*** Opening of Information given ***

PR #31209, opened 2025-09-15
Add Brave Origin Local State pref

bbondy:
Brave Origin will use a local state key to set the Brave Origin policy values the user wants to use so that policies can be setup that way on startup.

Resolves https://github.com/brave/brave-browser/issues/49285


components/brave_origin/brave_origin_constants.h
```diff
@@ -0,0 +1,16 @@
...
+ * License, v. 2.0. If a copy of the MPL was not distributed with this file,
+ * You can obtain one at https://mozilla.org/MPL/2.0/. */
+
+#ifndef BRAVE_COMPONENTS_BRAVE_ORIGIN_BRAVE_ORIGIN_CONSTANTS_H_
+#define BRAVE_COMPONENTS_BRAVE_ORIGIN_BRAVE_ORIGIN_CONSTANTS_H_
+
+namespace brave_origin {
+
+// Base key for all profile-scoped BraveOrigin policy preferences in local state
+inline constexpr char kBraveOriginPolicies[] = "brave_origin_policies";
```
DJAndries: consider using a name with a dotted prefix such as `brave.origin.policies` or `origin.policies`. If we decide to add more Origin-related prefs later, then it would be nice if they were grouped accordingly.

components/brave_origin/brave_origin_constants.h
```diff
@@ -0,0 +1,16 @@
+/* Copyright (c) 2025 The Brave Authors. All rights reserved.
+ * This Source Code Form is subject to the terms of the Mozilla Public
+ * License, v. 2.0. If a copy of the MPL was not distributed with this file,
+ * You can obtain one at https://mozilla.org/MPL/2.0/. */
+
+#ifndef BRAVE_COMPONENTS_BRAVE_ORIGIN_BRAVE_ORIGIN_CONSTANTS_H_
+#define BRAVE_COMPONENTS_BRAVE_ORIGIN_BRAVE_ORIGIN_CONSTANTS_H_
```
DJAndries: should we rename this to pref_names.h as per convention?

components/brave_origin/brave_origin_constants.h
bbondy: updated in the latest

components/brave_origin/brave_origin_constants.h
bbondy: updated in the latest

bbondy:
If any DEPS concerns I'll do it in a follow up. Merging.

*** Close of Information given ***

▶ _The problem_
Each line of the data must be retyped exactly as written.

▶ _Problem solution_
PR #31209, opened 2025-09-15
Add Brave Origin Local State pref

bbondy:
Brave Origin will use a local state key to set the Brave Origin policy values the user wants to use so that policies can be setup that way on startup.

Resolves https://github.com/brave/brave-browser/issues/49285


components/brave_origin/brave_origin_constants.h
```diff
@@ -0,0 +1,16 @@
...
+ * License, v. 2.0. If a copy of the MPL was not distributed with this file,
+ * You can obtain one at https://mozilla.org/MPL/2.0/. */
+
+#ifndef BRAVE_COMPONENTS_BRAVE_ORIGIN_BRAVE_ORIGIN_CONSTANTS_H_
+#define BRAVE_COMPONENTS_BRAVE_ORIGIN_BRAVE_ORIGIN_CONSTANTS_H_
+
+namespace brave_origin {
+
+// Base key for all profile-scoped BraveOrigin policy preferences in local state
+inline constexpr char kBraveOriginPolicies[] = "brave_origin_policies";
```
DJAndries: consider using a name with a dotted prefix such as `brave.origin.policies` or `origin.policies`. If we decide to add more Origin-related prefs later, then it would be nice if they were grouped accordingly.

components/brave_origin/brave_origin_constants.h
```diff
@@ -0,0 +1,16 @@
+/* Copyright (c) 2025 The Brave Authors. All rights reserved.
+ * This Source Code Form is subject to the terms of the Mozilla Public
+ * License, v. 2.0. If a copy of the MPL was not distributed with this file,
+ * You can obtain one at https://mozilla.org/MPL/2.0/. */
+
+#ifndef BRAVE_COMPONENTS_BRAVE_ORIGIN_BRAVE_ORIGIN_CONSTANTS_H_
+#define BRAVE_COMPONENTS_BRAVE_ORIGIN_BRAVE_ORIGIN_CONSTANTS_H_
```
DJAndries: should we rename this to pref_names.h as per convention?

components/brave_origin/brave_origin_constants.h
bbondy: updated in the latest

components/brave_origin/brave_origin_constants.h
bbondy: updated in the latest

bbondy:
If any DEPS concerns I'll do it in a follow up. Merging.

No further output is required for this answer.